É do filósofo existencialista francês Jean-Paul Sartre a frase que exprime o dilema humano: temos de viver em sociedade, mas o inferno são os outros, porque cada pessoa é um projeto próprio, que se choca ou superpõe ao nosso. Não tenho a pretensão de discutir o pensamento sartriano, que vai muito além de considerações de ocasião, mas a idéia coloca em evidência uma questão crucial para a felicidade na vida de cada pessoa: o indispensável cultivo das relações. Alguns, por dificuldades de temperamento ou visão equivocada de mundo, não se dão conta de que viver é zelar pelos vínculos interpessoais acumulados e, sobretudo, ampliar e enriquecer o universo de afetos e de relacionamentos. Quem - por preconceito ou egoísmo – rejeita o coletivo em nome de uma liberdade ilusoriamente conveniente, pode acabar pagando alto preço, a começar pela solidão. A solidão pode ser a dois, a três, e nem por isso deixará de ser amarga e desoladora como algumas árvores definhando no deserto. Ninguém é obrigado a ser amazônico para viver bem: uma floresta imensa pode sufocar. Mas, acreditem, os males da depressão e do desconforto existencial podem estar intimamente relacionados ao modo como a pessoa comporta-se em face do outro: seu grau de tolerância, de compreensão e sua disposição para abrir portas e janelas. E isso não é coisa de aparências e de visitinhas sociais.
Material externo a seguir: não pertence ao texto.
PR #1930, opened 2025-03-21
Revert "(fix): manage dask cluster from controller"

ilan-gold:
Reverts scverse/anndata#1929

### DIFF
--- a/hatch.toml
+++ b/hatch.toml
@@ -29,9 +29,6 @@ overrides.matrix.deps.python = [
     { if = [ "min" ], value = "3.11" },
     { if = [ "stable", "pre" ], value = "3.13" },
 ]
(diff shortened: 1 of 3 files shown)


hatch.toml
```diff
@@ -29,9 +29,6 @@ overrides.matrix.deps.python = [
     { if = [ "min" ], value = "3.11" },
     { if = [ "stable", "pre" ], value = "3.13" },
 ]
-overrides.matrix.deps.features = [
-    { if = [ "stable", "pre" ], value = "test-full" },
-]
```
flying-sheep, line 34: why revert this?

ilan-gold: Simply because it was in the PR that was reverted.  I didn't think to check that it was its own "feature"

PR #1959, opened 2025-04-10
Load AnnLoader lazily to avoid torch imports when not requested

### LINKED ISSUE #1950: Import torch lazily

https://github.com/scverse/anndata/blob/ccfb6e32806626765725ea9d1cec6eeede3176e3/src/anndata/experimental/pytorch/_annloader.py#L19

Torch has the tendency to be difficult to import because it has the tendency to randomly break on complex cluster systems where CUDA versions are not properly maintained and updated.

I suggest that we only import torch when its functionality is actually requested.

Zethson:
- [x] Closes #1950 
- [ ] Tests added: No because we don't have have a matrix with torch. Happy to add something if desired.


docs/release-notes/0.12.0rc1.md
```diff
@@ -24,3 +24,4 @@
 - Adopt the Scientific Python [deprecation schedule](https://scientific-python.org/specs/spec-0000/) {user}`ilan-gold` ({pr}`1768`)
 - Allow {mod}`zarr` v3 writing of data {user}`ilan-gold` ({pr}`1892`)
 - {func}`anndata.register_anndata_namespace` functionality for adding custom functionality to an {class}`~anndata.AnnData` object {user}`srivarra` ({pr}`1870`)
+- Load AnnLoader lazily to prevent expensive unnecessary `torch` imports when its available on the system. {user}`Zethson` & {user}`flying-sheep` ({pr}`1959`)
```
flying-sheep, line 27: this (without the `-`) belongs into a file called `1959.performance.md` that you create using `hatch towncrier:create`

0.12.0rc1 is already released and its release notes are complete.

flying-sheep (changes requested):

docs/release-notes/0.12.0rc1.md
Zethson: Sorry, I don't know what I was thinking. Not even my first time using towncrier. Done.

ilan-gold (approved):

PR #1961, opened 2025-04-11
Add Pylint lints

flying-sheep:


src/anndata/_core/index.py
```diff
@@ -47,9 +47,7 @@ def _normalize_index(
     from ..experimental.backed._compat import DataArray
 
     # TODO: why is this here? All tests pass without it and it seems at the minimum not strict enough.
-    if not isinstance(index, pd.RangeIndex) and (
-        index.dtype == float or index.dtype == int
-    ):
+    if not isinstance(index, pd.RangeIndex) and index.dtype in (np.float64, np.int64):
```
flying-sheep, line 50: I really feel the TODO here. I’m quite sure my change here is correct: `some_dtype == int` (and therefore `some_dtype in (int,)`) only evaluates to `True` when `some_dtype` is `np.dtype(np.int64)` (same for `float` and `np.float64`)

So why is that check?

Issue #1241, opened 2023-11-23
Extend linter config


flying-sheep:
### Please describe your wishes and possible alternatives to achieve the desired result.

See #1117.

flying-sheep:
Should also use preview lints like [PLR6201](https://docs.astral.sh/ruff/rules/literal-membership/#literal-membership-plr6201)

PR #1963, opened 2025-04-11
(chore): Add SIM lints

flying-sheep:
See https://github.com/scverse/anndata/issues/1241


src/anndata/_io/specs/lazy_methods.py
```diff
@@ -332,7 +332,7 @@ def read_nullable(
     elem_name = get_elem_name(elem)
     return MaskedArray(
         values=elem["values"],
-        mask=elem["mask"] if "mask" in elem else None,
+        mask=elem.get("mask", None),
```
flying-sheep, line 335: That’s the only one I wasn’t sure about, but this one’s covered by tests

PR #2274, opened 2026-01-05
fix: don’t double-open h5ad files in backed mode

### LINKED ISSUE #719: Unclosed HDF5 file handle
The HDF5 file object is not explicitly closed here. In some cases, it causes the file to be locked even after `adata.file.close()`. It can be fixed by using the context manager.

https://github.com/theislab/anndata/blob/283b0c13b235b41a9c8fd0cb3c4712698858aa33/anndata/_io/h5ad.py#L134

flying-sheep:
- [x] Closes #719
- [x] Tests added

I’m sneakily expanding the `filename` argument to also take a `h5py.File` object. There are probably less hacky ways to fix this, but this is pretty minimalist.

### DIFF
--- a/docs/release-notes/2274.fix.md
+++ b/docs/release-notes/2274.fix.md
@@ -1,0 +1,1 @@
+Only open HDF5 file once in backed mode {user}`flying-sheep`
--- a/src/anndata/_io/h5ad.py
+++ b/src/anndata/_io/h5ad.py
@@ -188,6 +188,7 @@ def read_h5ad_backed(
     d["raw"] = _read_raw(f, attrs={"var", "varm"})
 
     adata = AnnData(**d)
+    assert adata.file._file is f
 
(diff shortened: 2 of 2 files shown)


flying-sheep:
> Shouldn't the types of read_h5ad and read_h5ad_backed change?

No, why? The only type changes I made is that `AnnData.__init__(filetype=...)` now accepts `h5py.File`, but as said, this is more of a hack than a feature I want to advertise.

If you have a better idea how to pass in the file object without making AnnData’s signature more complicated for a feature on its way out, I’m happy to listen!

ilan-gold (approved):
Hmm sorry you're right.  The first step in backed mode is still "open the file" and this just ensures that the `__init__` method doesn't reopen it.  I thought it enabled passing in your own file handle for some reason to `read_xxx`.

Issue #1699, opened 2024-09-26
Add official `testing.anndata` API


flying-sheep:
### Please describe your wishes and possible alternatives to achieve the desired result.

AnnData.tests.helpers is an undocumented mess

We should clearly distinguish

- [ ] between non-pytest helpers (`testing.anndata`) and a pytest plugin (`testing.anndata.pytest`). Only the second would import `pytest` and e.g. define the GPU marker (see https://github.com/scverse/rapids_singlecell/pull/267)
- [ ] between public and private helpers

And we should

- [ ] document how exactly things like `assert_equal` work and what they support. (As well as that they’re singledispatch and therefore extensible)

ilan-gold:
I've started looking into this and thought of a few more considerations:

1. Our `gen_adata` function uses types to filer keys in `varm`, `layers` etc. I'm not sure this is an ideal API but I am also fine with it.  The issue is what those default keys are - we currently have two optional dependencies as defaults (`awkward` and `xarray`).  I think both are valid (especially if https://github.com/scverse/anndata/issues/2043 lands, we'll need a nice test-case for it).  So, do we make a new extra for this functionality? Turn them off if they aren't installed and make it clear in the docs they are defaults otherwise? Remove them?
2. https://github.com/scverse/anndata/pull/2071 contains a nice simplification I think, so probably best to wait for it to land before getting carried away with this.
3. `assert_equal` is in relatively good condition, I think and its guarantee to me seems to be clear - we aren't checking for types but rather numerical equality so don't expect that.  We also probably don't want to make performance guarantees here since we denseify fairly aggressively.

`assert_equal` and `gen_adata` is probably all I would export - we cover data generation and assertion, you cover the test

PR #2276, opened 2026-01-05
ci: switch to dependency groups

flying-sheep:
- [ ] Closes #
- [x] Tests added

Considerations: scanpy and/or integration testing and/or other packages might try installing `anndata[test]` since they depend on anndata’s unofficial test utils.

Which isn’t a good idea, that extra is for `anndata`’s own test (and therefore being migrated to a dependency group)

So *if* the anndata test utils need anything the dependent packages’s tests don’t already depend on anyway, we have two routes:
1. merge this, fix other packages’ CI by adding the necessary deps for the unofficial test utils themselves, then implement #1699, and finally switch the other packages to the official test utils
2. Implement #1699, switch dependent packages over to the official test utils, merge this.

the second one might me one step less, but I don’t think it’s going to be any easier or harder.

### DIFF
--- a/.github/workflows/benchmark.yml
+++ b/.github/workflows/benchmark.yml
@@ -32,7 +32,7 @@ jobs:
       ASV_DIR: "./benchmarks"
 
     steps:
-      - uses: actions/checkout@v5
+      - uses: actions/checkout@v6
         with:
           fetch-depth: 0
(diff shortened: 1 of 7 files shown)


flying-sheep:
shall I set the milestone to 0.12.8 and backport this?

ilan-gold (approved):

O inferno somos nós mesmos, com nossos dogmas, preconceitos, críticas e exigências, nossa aversão à contrariedade e a resistência ao novo. Há pessoas que a partir de uma determinada idade não conseguem fazer novos amigos, o que, muitas vezes, pode denotar que os amigos antigos não são, de fato, tão íntimos e fraternos. Como dizia Vinícius, a vida é a arte do encontro, embora haja tanto desencontro pela vida. Isso não é só um verso ou lamento, mas sabedoria que se derrama em poema. Nada a ver, portanto, com as frequentes e desagradáveis surpresas das relações comerciais ou de trabalho - território de competição e de lutas às vezes brutais pela sobrevivência. É preciso separar as coisas, embora seja lamentável que alguns tenham uma postura em casa e outra bem diversa na rua, no escritório ou nos salões da sociedade. Agora, se você está mesmo cercado de chatos, inconvenientes e indesejáveis, pode ser que o inferno sejam os outros: aí, concordo, está na hora de frequentar outro clube.